### What to produce
Consider the entries given below. Count the lines that include "stage" and give only the count.

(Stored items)

────────

PR #772, opened 2026-06-13
[Qwen3-Omni] admission control + telemetry for rollout safety

luojiaxuan:
Opt-in **overload protection + observability** so concurrent serving fails
controlled instead of OOM-ing a worker. All guards default off / current
behavior.

Code only — no `docs/basic_usage` change. The admission knobs are operational
overload controls, so their mechanics are inline comments in
`scheduling/omni_scheduler.py` and the operator-facing table lives here rather
than in the basic-usage guide.

- `scheduler`: admission control at queue time — reject when the waiting queue
  is full (`SGLANG_OMNI_ADMISSION_MAX_WAITING`) or free CUDA memory is below a
  guard (`SGLANG_OMNI_ADMISSION_MIN_FREE_GPU_MEMORY_MB`), plus a per-request
  KV-headroom factor (`SGLANG_OMNI_ADMISSION_TOKEN_HEADROOM`).
- `serve/openai_api`: map an "Admission rejected" error to **HTTP 429** (instead
  of a worker OOM or a router 500).
- `observability`: CUDA-memory, KV-allocator, and queue-size helpers (extends
  the small module added in #771).
- `scheduler` + stage telemetry (queue/inbox/outbox/KV/CUDA snapshots) emitted
  through the existing event profiler when it is active.

## Admission knobs (all default OFF / current behavior)

| Env var | Default | Effect |
|---|---|---|
| `SGLANG_OMNI_ADMISSION_MAX_WAITING` | `max_queued_requests` | Reject new requests when the scheduler waiting queue is at/above this depth. |
| `SGLANG_OMNI_ADMISSION_MIN_FREE_GPU_MEMORY_MB` | unset (off) | Reject when free CUDA memory is below this guard. |
| `SGLANG_OMNI_ADMISSION_TOKEN_HEADROOM` | `1.0` | Per-request KV-headroom factor applied to the capacity check. |

Example (controlled overload instead of a crash):

```bash
SGLANG_OMNI_ADMISSION_MAX_WAITING=32 \
SGLANG_OMNI_ADMISSION_MIN_FREE_GPU_MEMORY_MB=4096 \
sgl-omni serve --model-path Qwen/Qwen3-Omni-30B-A3B-Instruct \
  --config examples/configs/qwen3_omni_colocated_h20.yaml --colocate --port 8008
```

Files unique to this PR (on top of #771): `pipeline/stage/runtime.py`,
`serve/openai_api.py`, `scheduling/observability.py` (+3 helpers),
`scheduling/omni_scheduler.py` (admission/telemetry), and the two test files.

## Test plan
- [x] Rebased cleanly onto the updated #771 (current `main`); re-ran
  `tests/unit_test/pipeline/test_scheduler.py` and
  `tests/unit_test/serve/test_openai_api.py` — **passed** (admission rejection,
  telemetry snapshot, and the 429 path).

---
_3-PR split of #769 (single-responsibility): stress tool #770 | #760 prefill batching + TP fix #771 | admission + telemetry #772 (stacked on #771)._

### DIFF
--- a/sglang_omni/scheduling/observability.py
+++ b/sglang_omni/scheduling/observability.py
@@ -1,0 +1,83 @@
+# SPDX-License-Identifier: Apache-2.0
+"""Best-effort scheduler and CUDA telemetry helpers."""
+
+from __future__ import annotations
+
+import os
+from typing import Any
+
+
+def env_float(name: str, *, default: float) -> float:
+    value = os.environ.get(name)
+    if value is None or value.strip() == "":
+        return default
+    try:
+        return float(value)
+    except ValueError:
+        return default
+
+
+def env_int(name: str) -> int | None:
+    value = os.environ.get(name)
+    if value is None or value.strip() == "":
+        return None
+    try:
+        return int(value)
+    except ValueError:
+        return None
+
+
+def safe_qsize(queue_obj: Any) -> int | None:
+    qsize = getattr(queue_obj, "qsize", None)
+    if not callable(qsize):
+        return None
+    try:
+        return int(qsize())
+    except Exception:
+        return None
+
+
+def batch_size(batch: Any) -> int:
+    if batch is None:
+        return 0
+    return len(getattr(batch, "reqs", ()) or ())
+
+
+def allocator_available_tokens(allocator: Any) -> int | None:
+    available_size = getattr(allocator, "available_size", None)
+    if not callable(available_size):
+        return None
+    try:
+        return int(available_size())
+    except Exception:
+        return None
+
+
+def cuda_memory_snapshot(gpu_id: int | None) -> dict[str, int | None]:
+    snapshot: dict[str, int | None] = {
+        "gpu_id": gpu_id,
+        "cuda_allocated_bytes": None,
+        "cuda_reserved_bytes": None,
+        "cuda_max_allocated_bytes": None,
+        "cuda_free_bytes": None,
+        "cuda_total_bytes": None,
+    }
+    if gpu_id is None:
+        return snapshot
+    try:
+        import torch
+
+        if not torch.cuda.is_available():
+            return snapshot
+        device = int(gpu_id)
+        snapshot["cuda_allocated_bytes"] = int(torch.cuda.memory_allocated(device))
+        snapshot["cuda_reserved_bytes"] = int(torch.cuda.memory_reserved(device))
+        snapshot["cuda_max_allocated_bytes"] = int(
+            torch.cuda.max_memory_allocated(device)
+        )
+        free_bytes, total_bytes = torch.cuda.mem_get_info(device)
+        snapshot["cuda_free_bytes"] = int(free_bytes)
+        snapshot["cuda_total_bytes"] = int(total_bytes)
+    except Exception:
+        return snapshot
+    return snapshot
--- a/sglang_omni/scheduling/observability.py
+++ b/sglang_omni/scheduling/observability.py
@@ -3,28 +3,7 @@
 
 from __future__ import annotations
 
-import os
 from typing import Any
-
-
-def env_float(name: str, *, default: float) -> float:
-    value = os.environ.get(name)
-    if value is None or value.strip() == "":
-        return default
-    try:
-        return float(value)
-    except ValueError:
-        return default
-
-
-def env_int(name: str) -> int | None:
-    value = os.environ.get(name)
-    if value is None or value.strip() == "":
-        return None
-    try:
-        return int(value)
-    except ValueError:
-        return None
 
 
 def safe_qsize(queue_obj: Any) -> int | None:
--- a/sglang_omni/scheduling/omni_scheduler.py
+++ b/sglang_omni/scheduling/omni_scheduler.py
@@ -903,28 +903,18 @@ class OmniScheduler:
             return local_waiting
 
         value = torch.tensor([local_waiting], dtype=torch.int64)
-        try:
-            torch.distributed.all_reduce(
-                value,
-                op=torch.distributed.ReduceOp.MAX,
-                group=cpu_group,
-            )
-        except Exception:
-            logger.debug(
-                "Failed to compute TP-consistent waiting queue depth for admission",
-                exc_info=True,
-            )
-            return local_waiting
+        torch.distributed.all_reduce(
+            value,
+            op=torch.distributed.ReduceOp.MAX,
+            group=cpu_group,
+        )
         return int(value.item())
-
-    def _cuda_free_bytes(self) -> int | None:
-        snapshot = cuda_memory_snapshot(getattr(self, "gpu_id", None))
-        free_bytes = snapshot.get("cuda_free_bytes")
-        return int(free_bytes) if free_bytes is not None else None
 
     def _admission_cuda_free_bytes(self) -> int | None:
         """Return a TP-consistent free-memory value for admission decisions."""
-        local_free = self._cuda_free_bytes()
+        snapshot = cuda_memory_snapshot(getattr(self, "gpu_id", None))
+        free_bytes = snapshot.get("cuda_free_bytes")
+        local_free = int(free_bytes) if free_bytes is not None else None
         if getattr(self, "tp_size", 1) <= 1:
             return local_free
         cpu_group = getattr(self, "tp_cpu_group", None)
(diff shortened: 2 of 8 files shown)


sglang_omni/scheduling/omni_scheduler.py
```diff
@@ -602,6 +858,93 @@ def _request_kv_capacity_error(self, req: Any) -> str | None:
             f"{mem_hint}"
         )
 
+    def _admission_rejection_reason(self, request_id: str, req: Any) -> str | None:
```
yxs: `_admission_rejection_reason` is called in the per-payload loop of `process_input_requests`, which runs on **every TP rank** over the same broadcast-replicated payloads — every rank must derive the same `waiting_queue`. The `max_waiting` guard uses `len(self.waiting_queue)` (replicated state) and is safe. But the `min_free` guard calls `_cuda_free_bytes()` → `cuda_memory_snapshot(self.gpu_id)` → `torch.cuda.mem_get_info(device)`, and `self.gpu_id = tp_worker.gpu_id` (line 141) is **each rank's own GPU**. With TP=2, rank0 is on GPU0 and rank1 on GPU1, and their free memory differs at any moment (fragmentation, other processes). So for the **same request**, rank0 may accept (free=5GB) while rank1 rejects (free=3GB < 4GB threshold). The rejecting rank does `abort + continue` (no append); the accepting rank does `append` — `waiting_queue` immediately differs by one. Worse: once diverged, every subsequent admission check (including the otherwise-safe `max_waiting`), #771's coalesce break conditions, and `get_next_batch_to_run`'s batch composition all diverge → TP collective desync / hang. The trigger is exactly the PR body's example: `SGLANG_OMNI_ADMISSION_MIN_FREE_GPU_MEMORY_MB=4096` with tp_size>1. This is the very bug #771 worked so hard to avoid, reintroduced by #772 on the same path.

luojiaxuan: Good catch. Fixed by reducing free CUDA memory to the TP-group minimum before admission; added a regression test.

luojiaxuan:
@yxs Fixed and resolved the thread. Also unstacked to make PR clearer. PTAL when you have a chance.

sglang_omni/scheduling/omni_scheduler.py
```diff
@@ -611,6 +675,128 @@ def _request_kv_capacity_error(self, req: Any) -> str | None:
...
```
yxs: The `max_waiting` guard uses a purely local `len(self.waiting_queue) >= max_waiting` with no collective. Traced the full call chain, it is currently TP-safe: the request stream into `process_input_requests` is broadcast via `broadcast_pyobj` in `_recv_scheduler_messages` (only the entry rank reads its inbox; the rest receive the broadcast), and every `waiting_queue` mutation (append / abort / retract) is rank-symmetric with no `is_entry_rank` branch. So `len(waiting_queue)` is identical across ranks, the `max_waiting` branch is taken in lockstep, and the subsequent `min_free` `all_reduce` is always entered symmetrically — no deadlock.

The moment the `min_free` collective is skipped on one rank because `max_waiting` returned early there, you get a classic mismatched-collective deadlock. Safe today, but the day someone adds a leader-only `waiting_queue` mutation (even popping one entry on the entry rank only, or doing a per-rank abort off local state), `max_waiting` desyncs and the deadlock becomes real.

sglang_omni/scheduling/omni_scheduler.py
```diff
@@ -611,6 +675,154 @@ def _request_kv_capacity_error(self, req: Any) -> str | None:
...
```
yxs: The signature is `(self, request_id: str, req: Any)`, but neither parameter is ever read in the body; the trailing `del request_id, req` "consumes" them to silence the linter's unused-argument check. This is a smell

sglang_omni/scheduling/observability.py
```diff
@@ -0,0 +1,83 @@
+# SPDX-License-Identifier: Apache-2.0
+"""Best-effort scheduler and CUDA telemetry helpers."""
```
yxs, line 2: The file docstring says "Best-effort scheduler and CUDA telemetry helpers", but it mixes two distinct responsibilities
1. genuine telemetry/probing
2. plain env parsing

sglang_omni/scheduling/omni_scheduler.py
luojiaxuan: This is now guarded by `_admission_waiting_queue_depth()`, which uses TP `all_reduce(MAX)` before the early return so ranks make the same admission decision.

sglang_omni/scheduling/omni_scheduler.py
luojiaxuan: Done in 48c0a9a: removed the unused parameters and updated the callers/tests.

sglang_omni/scheduling/observability.py
luojiaxuan: Done in 48c0a9a: moved env parsing helpers into `sglang_omni.scheduling.env`, leaving observability focused on telemetry/queue helpers.

luojiaxuan (commented):
Reviewed. Admission control and telemetry are cohesive and there are no unresolved review threads; no extra simplification needed.

sglang_omni/scheduling/omni_scheduler.py
```diff
@@ -611,6 +676,155 @@ def _request_kv_capacity_error(self, req: Any) -> str | None:
...
+                return (
+                    "Admission rejected: free CUDA memory is below the configured "
+                    "guard threshold "
+                    f"(free_bytes={free_bytes}, threshold_bytes={min_free}). "
+                    "Retry later or lower SGLANG_OMNI_ADMISSION_MIN_FREE_GPU_MEMORY_MB."
+                )
+
+        return None
+
+    def _admission_waiting_queue_depth(self) -> int:
```
yxs, line 896: Both methods are `try: all_reduce(...) except Exception: fall back to local / None`.
`all_reduce` is a collective, it must be called in matched lockstep across every rank in the group. The moment one rank's `all_reduce` actually throws, it catches, `return local_waiting`, proceeds, handles the next request, and calls all_reduce *again*, while the other ranks are still blocked inside the collective for *this* request.

sglang_omni/scheduling/omni_scheduler.py
```diff
@@ -639,6 +853,10 @@ def _run_batch(self, batch, pp_proxy_tensors=None):
         a ``GenerationBatchResult``.  We bridge the two formats here.
         """
         self._emit_prefill_start_for_batch(batch)
+        self._emit_scheduler_telemetry(
+            "scheduler_batch_start",
```
yxs: `run_batch` is the per-forward hot path (called once per decode step).

When the event recorder `is_active()`, that's one CUDA sync injected into the decode loop on every forward step; at a few dozen decode steps/sec, that's a few dozen syncs/sec, measurably perturbing decode latency and throughput. This is that when `is_active()` is false the whole thing is a cheap no-op (one attribute check + a call), so the cost is **only paid when profiling is on**; but profiling is exactly when you want to measure true latency, and this observer effect contaminates the numbers you're measuring.

sglang_omni/scheduling/omni_scheduler.py
```diff
@@ -611,6 +676,155 @@ def _request_kv_capacity_error(self, req: Any) -> str | None:
...
+            )
+        except Exception:
+            logger.debug(
+                "Failed to compute TP-consistent waiting queue depth for admission",
+                exc_info=True,
+            )
+            return local_waiting
+        return int(value.item())
+
+    def _cuda_free_bytes(self) -> int | None:
```
yxs: `_cuda_free_bytes` discards a full snapshot for one field, duplicating the sync on the admission path

sglang_omni/scheduling/omni_scheduler.py
luojiaxuan: Fixed. Removed full telemetry snapshots from the per-forward run_batch hot path.

sglang_omni/scheduling/omni_scheduler.py
luojiaxuan: Fixed. Admission free-memory reads now use one snapshot directly instead of the _cuda_free_bytes wrapper.

sglang_omni/scheduling/omni_scheduler.py
luojiaxuan: Fixed. Admission TP collectives now propagate failures instead of falling back locally, so ranks cannot diverge after a collective error.

PR #773, opened 2026-06-13
[Perf] Compile MOSS-TTS Local frame sampler before CUDA graph capture

Ratish1:
## Motivation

────────

### Result of the exercise
2